The last time I went to the Noreen Reale Falcone Library (1419 Salt Springs Road, Syracuse, New York 13214), the LeMoyne College campus looked a lot different. They’ve since uprooted a nearby parking lot in favor of more grassy knolls (which are currently snow-covered). I had to ask several people to direct me to it once I found visitor parking across the street. It was, like, in the Hunger Games when they discombobulated the players by topsy-turvy-ing the playing field computer simulation. The building didn’t even look the same to me as I came upon it from a different angle. I mean, where was I?
Eventually, I found my friend Penny and together we chatted with Gina Occhiogrosso, who is currently showing oil paintings and mixed-media fabrications at the Wilson Art Gallery located inside the library.
Occhiogrosso graciously shared information with us regarding her artist inner-voice. Her mother (now retired) was an artist and shoe designer with a penchant for “junking” (as my sister calls it), filling her home with flea market finds in various states of patina-ed wear. Decades of layers that make up a life of surroundings. As the artist pondered this home landscape, she created paper cut-outs from photographs she’d taken then abstracted them via paper collages. Intrigued by the void, the absence of the material, she set upon painting large scale versions of these pieces.
The result becomes its own presence, its own entity put into the world without the necessity of the language of its origin.
It is beautiful to witness these things and know their secrets, though, because I, personally, just love knowing.
There is artwork in this show that spans approximately three years of work. More paper collages are meant to represent the anxiety of environmental disaster, in this case, the tsunami disaster of 2011. Occhiogrosso creates that absence of presence once again, cutting images, rearranging them and turning them into solid-colored shapes that intertwine to create something vaguely familiar but completely void of the emotion that inspired them.

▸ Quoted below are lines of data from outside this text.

PR #2503, opened 2019-06-26
Remove dimension/chartType from ChartMeta

zhx828:
Move dimension and chartType out of ChartMeta to prevent unnecessary computing.
dimension and chartType are frequently updated and should not be associated with any promise if not related.

# What? Why?
Fix https://github.com/cBioPortal/cbioportal/issues/5549

### DIFF
--- a/src/pages/studyView/StudyViewPageStore.ts
+++ b/src/pages/studyView/StudyViewPageStore.ts
@@ -81,7 +81,7 @@ import {
     showOriginStudiesInSummaryDescription,
     SPECIAL_CHARTS,
     StudyWithSamples,
-    submitToPage,
+    submitToPage, ChartMetaWithDimensionAndChartType,
     UniqueKey
 } from './StudyViewUtils';
 import MobxPromise from 'mobxpromise';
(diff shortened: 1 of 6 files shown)


src/pages/studyView/StudyViewPageStore.ts
```diff
@@ -638,9 +638,9 @@ export class StudyViewPageStore {
 
     private geneMapCache:{[entrezGeneId:number]:string} = {};
 
-    @observable private chartsDimension: { [uniqueKey: string]: ChartDimension } = {};
+    @observable public chartsDimension = observable.map<ChartDimension>();
```
alisman: i know this was existing code but I think we should change this to chartDimensions (plural at end).  It hard to see s in the middle.  Is an array of ChartDimension so ...

src/pages/studyView/StudyViewPageStore.ts
```diff
@@ -638,9 +638,9 @@ export class StudyViewPageStore {
...
 
-    @observable private chartsType = observable.map<ChartType>();
+    @observable public chartsType = observable.map<ChartType>();
```
alisman: same here.  ChartTypes

PR #2513, opened 2019-06-28
GC - only use venn diagram for 2 groups

adamabeshouse:
image

### DIFF
--- a/src/globalStyles/global.scss
+++ b/src/globalStyles/global.scss
@@ -555,6 +555,10 @@ h3.hr {
     margin-bottom:0 !important;
   }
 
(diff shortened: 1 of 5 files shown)


alisman:
Not a big fan of the contained icon.  Also, we should try to make the icons for alerts roughly equal size.   I think this could be done pretty easily with existing fontawesome icons nested.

In addition, there are fabric collages that are stitched, painted and inked. Here the work becomes layered, as though there is more to discover, as if she’s hiding a legend inside. I am intrigued by this body of work. Occhiogrosso’s talent lies in the bridge between fear and the journey to a calmer, gentler space via the shapes of the present. She seems to be on a discovery to something more. I stumbled into something wonderfully puzzling and I am very interested to see what happens next.
***from the artist’s web-site
I am a painter whose work is composed not only through the application of wet color on a surface, but through processes of disassembly and realignment, and the incorporation of common, everyday materials like thread and yarn. These activities and elements allow me to explore anxiety, loss, humor and heroic femininity.
The hallowed and often masculinized tradition of painting is subverted in my work through a repeated process of cutting and then sewing painted surfaces together to develop new forms, dynamic connections and illusions of depth. Where these freshly stitched edges join, there is a seam, which has both linear and sculptural qualities. The seam acts as a geometric disrupter of curvy ellipses and other organic forms that are carefully rendered and then carved up with alternating precision and chance. The ghost of those cut edges has its own subtle presence. Where the fabric overlaps in the reverse of the painting, a slightly more opaque path is traced, issuing a new element whose origin is not at first apparent to the viewer.
I am interested in developing a surface that’s full of the suggestive qualities that abstraction can create. The stitched paintings supply this through the deliberate recalibration of shapes and their relationships to one another. In parallel to these, and often in service to them, collage becomes an important method for revealing new, unexpected interpretations of form. The sources of the collaged materials are often photographs of real things and places that hold meaning for me. As in the paintings, that information is disrupted and reinterpreted in compositions that suggest the fleeting nature of forces, figures and time.
Gina Occhiogrosso is an Associate Professor and Foundations Coordinator at The College of St. Rose in Albany, New York. She is represented by several galleries and has been in numerous group shows. She is a MacDowell Colony Fellow. This exhibition will remain on view at Wilson Art Gallery during regular library hours through February 21, 2020. For more information call (315) 445-4330.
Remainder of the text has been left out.